TASK REQUIREMENTS:
Could you set down exactly the lines in the records below between the line holding "Fixes https://github.com/stardust-ui/react/issues/1024" and the line holding "About the stopping", inclusive?

•••••

PR #1306, opened 2019-05-09
fix(Input): clear by Escape keydown when Input is clearable

### LINKED ISSUE #1024: [Accessibility] Input component "clear" button is not keyboard accessible
### Steps
```jsx
<Input clearable placeholder="Search..." />
```

### Expected Result
Be able to clear the input content with the keyboard

### Actual Result
"Clear" button is not accessible with the keyboard

### Version
0.23.0

silviuaavram:
Fixes https://github.com/stardust-ui/react/issues/1024


packages/react/src/components/Input/Input.tsx
```diff
@@ -179,7 +181,15 @@ class Input extends AutoControlledComponent<ReactProps<InputProps>, InputState>
       this.inputRef.current.focus()
       _.invoke(predefinedProps, 'onClick', e, this.props)
     },
-    ...(predefinedProps.onClick && { tabIndex: '0' }),
+  })
+
+  private handleInputOverrides = predefinedProps => ({
+    onKeyDown: (e: React.SyntheticEvent) => {
```
jurokapsiar: can we put this to a behavior?

jurokapsiar: also, if value was not equal to '' before, we should stop propagation. because if you put input to a popup, popup will get closed (instead of clearing the input).  if the user really wants to close the popup, he can press esc twice.

silviuaavram: I've moved it, take a look again.

About the stopping of the propagation, I tried to do it but the popup still closes. No idea why, the Popup behavior function will still run even with the event that had the stopPropagation applied to it. I added a breakpoint in `closeAndFocusTrigger` from popup behavior, and the event `isPropagationStopped` returns true.

jurokapsiar (approved):

PR #1309, opened 2019-05-09
docs(Menu): add playground for component

layershifter:
This PR adds a playground for `Menu` component and adds `useAccessibilityKnob` to docs.

---

image


docs/src/components/ExampleSnippet/renderElementToJSX.ts
```diff
@@ -14,6 +14,7 @@ const renderElementToJSX = (element: React.ReactNode, triggerErrorOnRenderFn: bo
       (typeof element.type === 'function' ? 'NoDisplayName' : element.type),
     showDefaultProps: false,
     showFunctions: true,
+    filterProps: ['accessibility'],
```
layershifter, line 17: As it function we can't display it properly in markup...

jurokapsiar (approved):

•••••

EXERCISE RESPONSE:
Fixes https://github.com/stardust-ui/react/issues/1024


packages/react/src/components/Input/Input.tsx
```diff
@@ -179,7 +181,15 @@ class Input extends AutoControlledComponent<ReactProps<InputProps>, InputState>
       this.inputRef.current.focus()
       _.invoke(predefinedProps, 'onClick', e, this.props)
     },
-    ...(predefinedProps.onClick && { tabIndex: '0' }),
+  })
+
+  private handleInputOverrides = predefinedProps => ({
+    onKeyDown: (e: React.SyntheticEvent) => {
```
jurokapsiar: can we put this to a behavior?

jurokapsiar: also, if value was not equal to '' before, we should stop propagation. because if you put input to a popup, popup will get closed (instead of clearing the input).  if the user really wants to close the popup, he can press esc twice.

silviuaavram: I've moved it, take a look again.

About the stopping of the propagation, I tried to do it but the popup still closes. No idea why, the Popup behavior function will still run even with the event that had the stopPropagation applied to it. I added a breakpoint in `closeAndFocusTrigger` from popup behavior, and the event `isPropagationStopped` returns true.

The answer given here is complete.